##### MATERIAL FOR THE TASK #####

PR #537, opened 2026-08-12
fix(workspace): close OpenSSF Scorecard vulnerability, pinning and SAST findings

ofri-peretz:
Closes the OpenSSF Scorecard alerts that are fixable without a second maintainer.

## Vulnerabilities: 0 → clean (`high`, alert 1193)

Scorecard reported **29 OSV vulnerabilities**; root `npm audit` reported **one**. The whole gap was two vestigial package-level lockfiles in `eslint-plugin-browser-security` and `eslint-plugin-secure-coding`, pinning `ajv@6.12.6` and `brace-expansion@1.1.12/2.0.2` — one ReDoS, three DoS.

They were unreachable by any install path (measured, npm 11.16.0 / Node 24):

| path | result |
|---|---|
| `npm ci` inside the package dir | resolves against the **root** lockfile → fixed `ajv@6.15.0` / `brace-expansion@2.1.4` |
| `npm ci --workspaces=false` | **fails** — pins `@interlace/eslint-devkit@1.2.1` against a current `1.13.0` |
| copied outside the workspace | **fails identically** |

`package-lock.json` is excluded from published tarballs, so consumers never saw them either. The impact was on scanners, not installs: OSV reads lockfiles off disk regardless of npm's resolution rules.

## Pinned-Dependencies: 3 of 4 closed

- **`benchmark.yml`** (1322, 1323) — the last two tag-referenced actions pinned to the SHAs the rest of the file already uses.
- **`weekly-benchmark.yml`** (1317) — `npm install` → `npm ci` against its committed workspace lockfile.
- **`Dockerfile`** (1306) — exact versions on an `npm install` line pin the *direct* deps and nothing beneath them, so two builds could ship different code. Manifest + lockfile moved to `docker/image/`, installed with `npm ci`. **Verified** by building `linux/arm64` and `linux/amd64` and by the image's own in-container selftest; lockfile has no platform-constrained entries and audits clean.
- **`codecov.yml`** (1305) — `codecov-cli==11.3.1` pinned the CLI but let every transitive dep re-resolve from PyPI. Now `--require-hashes` against a committed set. **Verified** to install and run `codecovcli 11.3.1` on Python 3.12.

### Deliberately not pinned: `@lhci/cli` in `lighthouse.yml` (1304)

Pinning means committing a lockfile, and OSV reads committed lockfiles whether the tree is dev or prod. Measured: `@lhci/cli@0.14.0` resolves **9 advisories** (`tmp` high, `uuid` and `@lhci/cli` moderate, 6 low), with no release that avoids them.

That trades one **medium** Pinned-Dependencies alert for 9 findings on the higher-weighted **Vulnerabilities** check, while runtime exposure is identical — the global install runs the same code. Recorded in `SCORECARD-HARDENING-PLAN.md`.

## SAST: 25/30 → every commit (alert 1229)

This reverses the earlier recommendation in `SCORECARD-HARDENING-PLAN.md` ("don't — 0.06 points isn't worth a 4-minute job on every push").

Two things changed it. **Scope**: the trigger is `push: branches: [main]`, so it fires once per merge, not once per commit on a feature branch. **The gap was never only frequency**: CodeQL fired solely on `pull_request`, so anything reaching `main` outside that path — automation commits, changeset releases, PRs merged while still draft without `run-full-ci` — was never analysed at all.

The `concurrency` block had to change with it. Ref-keyed with `cancel-in-progress: true`, two merges landing close together would cancel the first commit's analysis and leave it permanently unscanned, recreating the gap. Push events are now keyed on `github.sha` and never cancelled; PR pushes still supersede each other.

## Not addressed (needs a second person or a policy call)

`CodeReviewID` (0/18 — self-merged), `Contributors`, `FuzzingID`, `CIIBestPracticesID`. `SecurityPolicyID` still flags despite `SECURITY.md` carrying the advisory URL and disclosure email — worth investigating rather than guessing at.

## Verification

`lefthook run pre-commit --all-files` green — scope-audit, stale-build-artifacts, oxlint, shim-drift, markdown, tests-affected (23/23).


ofri-peretz:
You're right, and the changeset was self-contradicting — it said the lockfiles "were never used for installs" and then claimed `npm ci` in those directories installed the vulnerable tree. Measured all three paths on npm 11.16.0 / Node 24:

- `npm ci` **from inside the package directory**: resolves against the root lockfile and installs the *fixed* `ajv@6.15.0` / `brace-expansion@2.1.4`.
- `npm ci --workspaces=false`: **fails** — `EUSAGE`, lock file's `@interlace/eslint-devkit@1.2.1` does not satisfy `@interlace/eslint-devkit@1.13.0`.
- Package copied outside the workspace: **fails identically**.

So there was no install path at all, not even the conditional one you asked me to state — the files are stale enough to be internally inconsistent. `package-lock.json` is also excluded from published tarballs, so consumers never saw them.

The changeset now says the impact was on scanners rather than installs: OSV reads lockfiles off disk regardless of npm's resolution rules, which is why these two files produced all 29 Scorecard vulnerabilities while root `npm audit` stayed clean. Removal is still correct, just for a different reason than originally written.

#####

§ TASK TO COMPLETE
Word for word, restate the lines of the data above that fall between the line holding "### Deliberately not" and the line holding "package directory**: resolves", inclusive, and no other lines.

§ RESULT FOR THIS EXERCISE
### Deliberately not pinned: `@lhci/cli` in `lighthouse.yml` (1304)

Pinning means committing a lockfile, and OSV reads committed lockfiles whether the tree is dev or prod. Measured: `@lhci/cli@0.14.0` resolves **9 advisories** (`tmp` high, `uuid` and `@lhci/cli` moderate, 6 low), with no release that avoids them.

That trades one **medium** Pinned-Dependencies alert for 9 findings on the higher-weighted **Vulnerabilities** check, while runtime exposure is identical — the global install runs the same code. Recorded in `SCORECARD-HARDENING-PLAN.md`.

## SAST: 25/30 → every commit (alert 1229)

This reverses the earlier recommendation in `SCORECARD-HARDENING-PLAN.md` ("don't — 0.06 points isn't worth a 4-minute job on every push").

Two things changed it. **Scope**: the trigger is `push: branches: [main]`, so it fires once per merge, not once per commit on a feature branch. **The gap was never only frequency**: CodeQL fired solely on `pull_request`, so anything reaching `main` outside that path — automation commits, changeset releases, PRs merged while still draft without `run-full-ci` — was never analysed at all.

The `concurrency` block had to change with it. Ref-keyed with `cancel-in-progress: true`, two merges landing close together would cancel the first commit's analysis and leave it permanently unscanned, recreating the gap. Push events are now keyed on `github.sha` and never cancelled; PR pushes still supersede each other.

## Not addressed (needs a second person or a policy call)

`CodeReviewID` (0/18 — self-merged), `Contributors`, `FuzzingID`, `CIIBestPracticesID`. `SecurityPolicyID` still flags despite `SECURITY.md` carrying the advisory URL and disclosure email — worth investigating rather than guessing at.

## Verification

`lefthook run pre-commit --all-files` green — scope-audit, stale-build-artifacts, oxlint, shim-drift, markdown, tests-affected (23/23).


ofri-peretz:
You're right, and the changeset was self-contradicting — it said the lockfiles "were never used for installs" and then claimed `npm ci` in those directories installed the vulnerable tree. Measured all three paths on npm 11.16.0 / Node 24:

- `npm ci` **from inside the package directory**: resolves against the root lockfile and installs the *fixed* `ajv@6.15.0` / `brace-expansion@2.1.4`.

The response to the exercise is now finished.